GIVEN DATA
===============
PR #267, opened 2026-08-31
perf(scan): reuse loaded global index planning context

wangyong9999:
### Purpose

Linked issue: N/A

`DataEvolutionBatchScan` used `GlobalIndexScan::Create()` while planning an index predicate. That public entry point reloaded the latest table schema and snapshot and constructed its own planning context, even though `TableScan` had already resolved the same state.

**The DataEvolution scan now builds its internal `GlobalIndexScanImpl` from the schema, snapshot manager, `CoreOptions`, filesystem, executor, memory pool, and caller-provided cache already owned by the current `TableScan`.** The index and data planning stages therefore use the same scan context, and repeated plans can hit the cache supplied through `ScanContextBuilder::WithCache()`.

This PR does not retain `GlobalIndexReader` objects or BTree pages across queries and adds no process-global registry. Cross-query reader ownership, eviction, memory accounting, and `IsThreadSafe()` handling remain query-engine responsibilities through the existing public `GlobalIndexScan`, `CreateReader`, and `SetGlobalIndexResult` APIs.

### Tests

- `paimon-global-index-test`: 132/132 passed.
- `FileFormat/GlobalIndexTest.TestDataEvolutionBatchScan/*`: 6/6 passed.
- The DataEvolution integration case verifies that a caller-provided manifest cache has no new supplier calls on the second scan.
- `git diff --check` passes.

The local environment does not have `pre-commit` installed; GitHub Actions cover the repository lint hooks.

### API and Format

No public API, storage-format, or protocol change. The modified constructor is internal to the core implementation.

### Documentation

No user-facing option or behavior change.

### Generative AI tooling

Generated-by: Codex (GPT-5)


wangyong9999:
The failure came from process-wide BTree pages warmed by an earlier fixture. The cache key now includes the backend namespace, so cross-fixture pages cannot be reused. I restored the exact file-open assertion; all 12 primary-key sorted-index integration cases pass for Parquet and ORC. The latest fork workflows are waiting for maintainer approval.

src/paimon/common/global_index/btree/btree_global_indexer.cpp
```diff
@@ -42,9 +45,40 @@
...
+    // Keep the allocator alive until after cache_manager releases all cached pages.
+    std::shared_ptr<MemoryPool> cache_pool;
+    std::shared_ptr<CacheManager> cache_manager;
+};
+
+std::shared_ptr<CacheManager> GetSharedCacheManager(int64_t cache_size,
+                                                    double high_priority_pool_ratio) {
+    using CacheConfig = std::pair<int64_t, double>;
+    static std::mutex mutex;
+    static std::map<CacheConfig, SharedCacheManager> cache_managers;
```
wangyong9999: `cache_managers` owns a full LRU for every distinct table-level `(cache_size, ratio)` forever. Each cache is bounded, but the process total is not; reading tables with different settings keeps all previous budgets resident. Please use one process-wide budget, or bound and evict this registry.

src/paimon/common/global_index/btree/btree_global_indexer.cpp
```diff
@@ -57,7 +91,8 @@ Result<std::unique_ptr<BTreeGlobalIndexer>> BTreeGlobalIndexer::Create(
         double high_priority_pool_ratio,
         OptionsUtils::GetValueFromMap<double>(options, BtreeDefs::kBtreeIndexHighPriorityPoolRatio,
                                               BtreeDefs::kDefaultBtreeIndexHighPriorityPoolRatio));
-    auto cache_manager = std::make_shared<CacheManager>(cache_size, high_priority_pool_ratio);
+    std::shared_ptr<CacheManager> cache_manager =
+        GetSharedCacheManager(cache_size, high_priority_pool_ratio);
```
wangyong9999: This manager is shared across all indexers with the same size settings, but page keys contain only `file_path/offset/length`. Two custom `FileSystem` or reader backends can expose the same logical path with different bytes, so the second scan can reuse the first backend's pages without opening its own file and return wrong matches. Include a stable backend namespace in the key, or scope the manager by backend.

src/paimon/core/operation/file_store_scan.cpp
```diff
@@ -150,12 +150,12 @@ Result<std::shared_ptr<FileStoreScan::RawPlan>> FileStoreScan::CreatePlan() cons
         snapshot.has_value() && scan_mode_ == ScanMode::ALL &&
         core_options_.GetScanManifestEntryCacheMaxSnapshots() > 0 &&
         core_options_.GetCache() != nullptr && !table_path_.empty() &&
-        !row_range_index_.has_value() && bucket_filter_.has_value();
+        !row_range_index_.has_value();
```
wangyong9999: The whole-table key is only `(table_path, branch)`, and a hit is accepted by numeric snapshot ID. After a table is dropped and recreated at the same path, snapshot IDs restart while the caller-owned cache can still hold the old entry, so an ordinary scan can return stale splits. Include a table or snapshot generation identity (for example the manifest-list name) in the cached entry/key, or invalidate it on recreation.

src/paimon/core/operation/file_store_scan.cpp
===============
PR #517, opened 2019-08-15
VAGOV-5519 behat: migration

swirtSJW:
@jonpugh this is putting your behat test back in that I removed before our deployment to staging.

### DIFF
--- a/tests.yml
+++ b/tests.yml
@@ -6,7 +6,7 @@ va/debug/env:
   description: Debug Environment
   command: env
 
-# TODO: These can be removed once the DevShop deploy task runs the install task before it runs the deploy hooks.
===============
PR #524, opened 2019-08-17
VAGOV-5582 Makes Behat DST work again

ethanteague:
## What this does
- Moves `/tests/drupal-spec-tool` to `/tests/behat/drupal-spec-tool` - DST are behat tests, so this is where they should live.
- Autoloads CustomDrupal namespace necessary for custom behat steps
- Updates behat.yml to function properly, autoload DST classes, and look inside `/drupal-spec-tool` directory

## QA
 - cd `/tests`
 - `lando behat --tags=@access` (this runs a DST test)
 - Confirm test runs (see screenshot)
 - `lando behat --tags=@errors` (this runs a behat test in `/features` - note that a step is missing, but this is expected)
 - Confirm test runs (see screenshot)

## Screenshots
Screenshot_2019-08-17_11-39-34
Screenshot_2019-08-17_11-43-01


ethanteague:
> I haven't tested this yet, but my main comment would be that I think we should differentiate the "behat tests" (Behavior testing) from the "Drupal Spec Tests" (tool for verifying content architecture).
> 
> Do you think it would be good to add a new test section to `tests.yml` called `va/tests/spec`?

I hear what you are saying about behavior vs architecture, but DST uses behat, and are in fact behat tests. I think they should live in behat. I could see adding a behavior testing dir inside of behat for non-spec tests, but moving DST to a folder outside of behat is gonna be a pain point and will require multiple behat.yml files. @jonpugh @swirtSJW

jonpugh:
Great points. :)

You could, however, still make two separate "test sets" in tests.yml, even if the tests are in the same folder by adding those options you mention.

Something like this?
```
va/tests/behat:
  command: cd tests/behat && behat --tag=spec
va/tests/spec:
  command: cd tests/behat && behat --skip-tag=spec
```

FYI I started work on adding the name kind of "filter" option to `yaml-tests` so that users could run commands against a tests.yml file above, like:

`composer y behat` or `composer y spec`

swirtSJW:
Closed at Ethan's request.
===============
INSTRUCTIONS FOR THE TASK
Search the entries for the string "does" and return each line where it turns up.

FINISHED TASK
This PR does not retain `GlobalIndexReader` objects or BTree pages across queries and adds no process-global registry. Cross-query reader ownership, eviction, memory accounting, and `IsThreadSafe()` handling remain query-engine responsibilities through the existing public `GlobalIndexScan`, `CreateReader`, and `SetGlobalIndexResult` APIs.
The local environment does not have `pre-commit` installed; GitHub Actions cover the repository lint hooks.
## What this does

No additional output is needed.